PROVIDED DATA:
··········
PR #371, opened 2026-02-18
Support UnifiedPush on Linux

jwr1:
The Flutter `unifiedpush` package added support for Linux a few months ago, so now we can finally support push notifications on Linux. I have the UnifiedPush storage using our database instead of the default shared preferences storage.

I have things mostly working, but unfortunately, there is an issue where once a notification is received in the background the first time, it will display correctly, but on subsequent notifications, it will no longer work. It seems like the app is staying open in the background and not closing properly after handling the notification.

### DIFF
--- a/lib/src/init_push_notifications.dart
+++ b/lib/src/init_push_notifications.dart
@@ -4,9 +4,7 @@ import 'dart:math';
 
 import 'package:auto_route/auto_route.dart';
 import 'package:flutter/material.dart';
-import 'package:flutter/services.dart';
 import 'package:flutter_local_notifications/flutter_local_notifications.dart';
-import 'package:http/http.dart' as http;
 import 'package:interstellar/src/controller/controller.dart';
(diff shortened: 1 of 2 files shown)


jwr1:
It sort of works, but unfortunately, the notification displays for about half a second before disappearing (while most notifications display for 10 seconds).

I'll ask in the UnifiedPush matrix just to see if they have any ideas.

jwr1:
After testing again, it seems like the issue is present, even if Interstellar is open in the foreground. That being, where the first notification will go through, but not subsequent.

jwr1:
The logs are coming in consistently every single time, but the actual displaying of the notification is extremely hit or miss. It seems like the app is fine staying open in the background for a little bit after a UP message is received because it still logs subsequent messages just fine. I can even see the "Initializing interstellar" line displayed only once with multiple "UnifiedPush message" lines afterwards.

So anyway, it is definitely an issue with `flutterLocalNotificationsPlugin.show`, but I'm really not sure what the problem would be.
··········
ASSIGNMENT: Give every line of the material that includes the string "just".

RESPONSE FOR THIS EXERCISE:
I'll ask in the UnifiedPush matrix just to see if they have any ideas.
The logs are coming in consistently every single time, but the actual displaying of the notification is extremely hit or miss. It seems like the app is fine staying open in the background for a little bit after a UP message is received because it still logs subsequent messages just fine. I can even see the "Initializing interstellar" line displayed only once with multiple "UnifiedPush message" lines afterwards.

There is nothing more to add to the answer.